PR #5669, opened 2015-05-10
Fallback to `-f best` when merger is outdated

### LINKED ISSUE #5661: Merge issues due to outdated avconv
After switching to `-f bestvideo+bestaudio/best` as default format selection strategy we receive some bugreports caused by outdated avconv (e.g. #5659 #5595) (and probably ffmpeg). It would probably be reasonable to tweak format selection logic a bit, e.g. enable `-f bestvideo+beastaudio/best` only if merger version is new enough (capable of actual merging) and fallback to `-f best` otherwise.

I did some investigations with [original Windows builds](http://builds.libav.org/windows/release-gpl/) and here are the results.

**Test video:** http://www.youtube.com/watch?v=ScMOyURq9os

**Test formats:**

format code | extension | type | codec
--- | --- | --- | ---
278 | webm | video only | vp9
249 | webm | audio only | opus
160 | mp4 | video only | h264
140 | m4a | audio only | aac

**Results:**

video | audio | merge output | avconv 9.18 | avconv 10.6 | avconv 11.3
--- | --- | --- | --- | --- | ---
160 | 140 | mp4 | :heavy_check_mark: | :heavy_check_mark: | :heavy_check_mark:
278 | 249 | webm | :x: | :x: | :heavy_check_mark:
278 | 249 | mkv | :x: | :heavy_check_mark: | :heavy_check_mark:
160 | 249 | mkv | :heavy_check_mark: | :heavy_check_mark: | :heavy_check_mark:
278 | 140 | mkv | :x: | :heavy_check_mark: | :heavy_check_mark:

With libav 0.8.17 it's even [worse](https://github.com/rg3/youtube-dl/issues/5595).

So, we can for example:
* fallback to `-f best` if avconv is older than 10 and if avconv is 10 - force merge output format to mkv if `bestvideo+bestaudio` turns out to be webm+webm.
* fallback to `-f best` if avconv is older than 11.

dstftw:
Fixes #5661.

### DIFF
--- a/youtube_dl/postprocessor/ffmpeg.py
+++ b/youtube_dl/postprocessor/ffmpeg.py
@@ -36,7 +36,9 @@ class FFmpegPostProcessor(PostProcessor):
     def check_version(self):
         if not self.available:
             raise FFmpegPostProcessorError('ffmpeg or avconv not found. Please install one.')
+        self.check_outdated()
 
+    def check_outdated(self):
         required_version = '10-0' if self.basename == 'avconv' else '1.0'
         if is_outdated_version(
                 self._versions[self.basename], required_version):
@@ -44,6 +46,8 @@ class FFmpegPostProcessor(PostProcessor):
                 self.basename, self.basename, required_version)
             if self._downloader:
                 self._downloader.report_warning(warning)
+            return True
+        return False
 
     @staticmethod
     def get_versions(downloader=None):
--- a/youtube_dl/postprocessor/ffmpeg.py
+++ b/youtube_dl/postprocessor/ffmpeg.py
@@ -36,9 +36,7 @@ class FFmpegPostProcessor(PostProcessor):
     def check_version(self):
         if not self.available:
             raise FFmpegPostProcessorError('ffmpeg or avconv not found. Please install one.')
-        self.check_outdated()
 
-    def check_outdated(self):
         required_version = '10-0' if self.basename == 'avconv' else '1.0'
         if is_outdated_version(
                 self._versions[self.basename], required_version):
@@ -46,8 +44,6 @@ class FFmpegPostProcessor(PostProcessor):
                 self.basename, self.basename, required_version)
             if self._downloader:
                 self._downloader.report_warning(warning)
-            return True
-        return False
 
     @staticmethod
     def get_versions(downloader=None):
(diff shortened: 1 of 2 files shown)


youtube_dl/postprocessor/ffmpeg.py
```diff
@@ -44,6 +46,8 @@ def check_version(self):
                 self.basename, self.basename, required_version)
             if self._downloader:
                 self._downloader.report_warning(warning)
```
jaimeMF: The warning should be printed in `check_version`,  otherwise it's printed when we check it in `YoutubeDL`.

In that case, it may make more sense to rename `check_outdated` to something like `is_updated` or `is_outdated` (you'll have to negate it at least in one place so it's up to you to choose the name).

dstftw: >The warning should be printed in `check_version`,  otherwise it's printed when we check it in `YoutubeDL`.

This is intentional. By this we can tell a user that youtube-dl deviates from the "planned" `bestvideo+bestaudio` strategy and encourage him to update. At least this would be a clue for a user wondering why youtube-dl does not download the best overall quality despite avconv is installed.

There is already `is_outdated_version` so I thought `is_outdated` would be misleading.

jaimeMF: Ok, but we should use a different message, because
> `Your copy of avconv is outdated, update avconv to version 10-0 or newer if you encounter any errors.`

doesn't tell the user that it can't be used for `bestvideo+bestaudio` and that it won't get the best quality.

dstftw:
Added meaningful message, restored `check_version` and added `can_merge` as more convenient place for merge-capable checks.

youtube_dl/postprocessor/ffmpeg.py
```diff
@@ -591,6 +591,23 @@ def run(self, info):
         os.rename(encodeFilename(temp_filename), encodeFilename(filename))
         return info['__files_to_merge'], info
 
+    def can_merge(self):
+        # TODO: figure out merge-capable ffmpeg version
```
jaimeMF: Probably 2.1 and newer work (I guess that was the version I was using for #2089). Apparently 2.2 [is the one that includes libav 10.6](https://ffmpeg.org/download.html#release_2.2).

dstftw: Well, anyway we have to check some version agains the test set from #5661 to be sure.

PR #5675, opened 2015-05-11
[zingmp3] Set upload_date where available

ping:
Use album "Release Date" as upload_date for for tracks if available.

### DIFF
--- a/youtube_dl/extractor/zingmp3.py
+++ b/youtube_dl/extractor/zingmp3.py
@@ -22,7 +22,7 @@ class ZingMp3BaseInfoExtractor(InfoExtractor):
             'thumbnail': thumbnail,
         }
 
-    def _extract_player_xml(self, player_xml_url, id, playlist_title=None):
+    def _extract_player_xml(self, player_xml_url, id, playlist_title=None, upload_date=None):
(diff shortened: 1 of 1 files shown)


dstftw:
Generally, release date is not related with date media has been uploaded. What is the rationale?

ping:
Actually, I was taking a cue from https://github.com/rg3/youtube-dl/blob/master/youtube_dl/extractor/qqmusic.py#L49 where the release date was used as upload date ("发行时间" in the regex refers to Release date).

If it's not kosher, go ahead and close this. No worries.

yan12125:
If I'm correct, QQ music have cooperation agreements with several major media companies (Warner, Sony, etc.), so songs are uploaded to QQ almost the same time as they are released by the companies. I'm not sure if it is also the case for ZingMp3. If so, it will be great to use the release date as the upload date.

ping:
To be honest, I can't say since I'm not Vietnamese. From what I can tell, the site is very popular in Vietnam but I don't know much beyond that.

yan12125:
I'm closing this PR now. If you find new information for ```upload_date``` or other fields, feel free to open a new pull request.

PR #5676, opened 2015-05-11
Add SouthParkDk extractor

rrooij:
Added an extractor for the Danish South Park site. 

This solves:

https://github.com/rg3/youtube-dl/issues/4605

The imports were also sorted alphabetically, since this wasn't the case previously.


dstftw:
Thanks.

* TRY IT *
Your task is to find every line above containing the word "webm" and copy it.

* RESPONSE *
278 | webm | video only | vp9
249 | webm | audio only | opus
278 | 249 | webm | :x: | :x: | :heavy_check_mark:
* fallback to `-f best` if avconv is older than 10 and if avconv is 10 - force merge output format to mkv if `bestvideo+bestaudio` turns out to be webm+webm.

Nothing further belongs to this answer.